LEWISTON — A proposal to prohibit local law enforcement from inquiring about immigration status was rejected by the City Council following fiery exchanges Tuesday.

The proposed ordinance, brought forward by Councilor Safiya Khalid, would have prohibited Lewiston police officers from “inquiring into the immigration status of any person and from engaging in activities for the purpose of ascertaining the immigration status of any person,” but will not move forward to a public hearing after a majority of the council did not support it.

At several points, the discussion prompted heated debate between officials, including Khalid and Mayor Mark Cayer, who was among four officials opposed to the ordinance.

During the meeting, police Chief David St. Pierre said asking about immigration status is not a practice of the department and it’s something that rarely comes up in day-to-day operations.

While those opposed to the proposal said it amounted to a solution to a problem that doesn’t exist, Khalid pushed back, pointing out that the council and Police Department are largely white, and therefore not qualified to state that it’s not a problem in Lewiston.

“How do you know there isn’t a problem if you are not marginalized, if you are not a (person of color)?” she asked.


Cayer, along with Councilors Lee Clement, Michel Lajoie and Stephanie Gelinas said they do not believe Lewiston police have inherent racist attitudes, and that Lewiston police policies recently went under the microscope, including the introduction of body cameras.

“All I see is a solution looking for a problem, a problem I’ve not seen in law enforcement,” Clement said, adding that inquiring about immigration status is “something that’s not done by local law enforcement. They have enough on their plates.”

Cayer said Tuesday that he’s been involved in local politics for more than a decade, and “never once had a citizen or noncitizen approach me with any issues relating to the Police Department and being treated unfairly.”

Cayer and Clement are former police officers.

Leading up to the meeting, police officials and the city attorney drafted memos that expressed concerns with the proposal, some of which were repeated Tuesday by St. Pierre.

In his memo, St. Pierre said the ordinance would have “no real value in that it does not change the way our police department conducts business.”


He said on rare occasion, an arrest is made by Lewiston police for a felony unrelated to immigration status and the department learns the suspect may be in the country illegally. Only then would it be reported to the proper federal authorities, he said.

The memo also said that “the language, in my opinion, portrays our local police department as one that perhaps demonstrates racist attitude, beliefs or policies which is certainly not accurate and would be destructive to officer morale.”

In response Tuesday, Khalid spoke out against St. Pierre’s statement, arguing that the chief is against the proposal simply because it would “make his officers feel bad.”

“If that makes the officers feel bad they should find a new line of work,” she said.

Khalid said the proposal at least deserved to move ahead for the purposes of a public hearing, and said similar local ordinances have been upheld across the country.

Councilor Caleb Roebuck also supported moving the proposal forward, stating that Lewiston has made progress in creating more equitable policies and that “having something like this on the books could build bridges.”

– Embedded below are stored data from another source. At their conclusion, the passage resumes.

PR #14981, opened 2021-05-24
HPCC-25817 Fix getSashaNodes() in workunitservices for cloud

wangkx:
Add the services into thor yaml file and eclagent yaml file.
Change the getSashaNodes() to get sasha node information from the
yaml files.

## Type of change:

## Checklist:
  - [x] The commit is signed.
  - [ ] Scalability
  - [ ] Performance
  - [ ] Security
  - [ ] Thread-safety
  - [ ] Cloud-compatibility
  - [ ] Premature optimization

## Smoketest:

### DIFF
--- a/helm/hpcc/templates/thor.yaml
+++ b/helm/hpcc/templates/thor.yaml
@@ -25,11 +25,15 @@ data:
 {{ toYaml $thorScope | indent 6 }}
 {{- include "hpcc.generateLoggingConfig" (dict "root" .root "me" $thorScope) | indent 6 }}
 {{ include "hpcc.generateVaultConfig" . | indent 6 }}
+      services:
+{{ include "hpcc.generateConfigMapServices" .root | indent 6 }}
     {{ $eclAgentType }}: # hthor or roxie
 {{ toYaml $hthorScope | indent 6 }}
       platform:
         type: "thor"
         width: {{ mul ($thorScope.numWorkers | default 1) ( $thorScope.channelsPerWorker | default 1) }}
+      services:
+{{ include "hpcc.generateConfigMapServices" .root | indent 6 }}
 {{- include "hpcc.generateLoggingConfig" (dict "root" .root "me" $hthorScope ) | indent 6 }}
 {{ include "hpcc.generateVaultConfig" . | indent 6 }}
     eclagent: # main agent Q handler
--- a/helm/hpcc/templates/eclagent.yaml
+++ b/helm/hpcc/templates/eclagent.yaml
@@ -18,6 +18,8 @@ data:
 {{ toYaml (omit .me "logging" "env") | indent 6 }}
 {{- include "hpcc.generateLoggingConfig" . | indent 6 }}
 {{ include "hpcc.generateVaultConfig" . | indent 6 }}
+      services:
+{{ include "hpcc.generateConfigMapServices" .root | indent 6 }}
     global:
 {{ include "hpcc.generateGlobalConfigMap" .root | indent 6 }}
 {{- if not .me.useChildProcesses }}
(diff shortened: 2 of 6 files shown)


helm/hpcc/templates/thor.yaml
```diff
@@ -30,6 +30,8 @@ data:
       platform:
         type: "thor"
         width: {{ mul ($thorScope.numWorkers | default 1) ( $thorScope.channelsPerWorker | default 1) }}
+      services:
+{{ include "hpcc.generateConfigMapServices" .root | indent 6 }}
```
jakesmith, line 34: I think this/a services: section may also be needed under:
```
{{ $eclAgentType }}: # hthor or roxie 
```

because this section is going to be used by Thor (manager), but there could be calls to WorkunitServices from the job agent (outside of Thor).

Did you hit the Thor scenario with some test ECL code?

jakesmith (commented):
@wangkx - 1 question about need for this section elsewhere in thor,yaml

Also, I think needs similar for roxie.

helm/hpcc/templates/thor.yaml
wangkx: Is it under the {{ $eclAgentType }}: # hthor or roxie  now? In generated /etc/config/thor.yaml, the services section is under the hthor.
 
I tested hthor, roxie-workunit, and thor using:
OUTPUT(STD.System.Workunit.WorkunitExists('W20210522-211941', false, true));

wangkx:
@jakesmith Looks like that my changes in eclagent.yaml work for roxie-workunit. I run the 'WorkunitExists' test on my roxie-workunit queue and it works.

helm/hpcc/templates/thor.yaml
jakesmith: That ECL won't actually run a Thor/in Thor or Roxie, because it's too simple.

“If this is something that’s already practiced, I don’t see an issue codifying it,” he said regarding the proposed ordinance.

He said while campaigning he spoke to a former Lewiston police officer who shared with him racist views and that he has lingering concerns about how police business was conducted prior to when officers began wearing body cameras.

In his memo, St. Pierre pointed out that all officers now wear body cameras and interactions with the public are recorded, and he said the department encourages citizens to file complaints if they believe their civil rights have been violated.

At one point in her response to the council, Khalid said it’s “undeniable” that people in Lewiston have previously suffered racist treatment from local law enforcement, which led Cayer to almost cut off her prepared remarks. She said a public hearing would allow citizens the opportunity to share whether it is an issue or not.

“I in no way believe we have racist officers in our department,” Cayer said. “If there is ever an issue I have confidence in our command staff to deal with it.”

St. Pierre told officials the department has a “biased-based policing” policy in place that prohibits officers from profiling individuals based solely on a common trait or group.

“Simply detaining a person in the absence of criminal conduct for the sole purposes of ascertaining an individual’s immigration status could be construed as bias-based profiling,” he said, adding that profiling “alienates citizens and fosters distrust of law enforcement by the community.”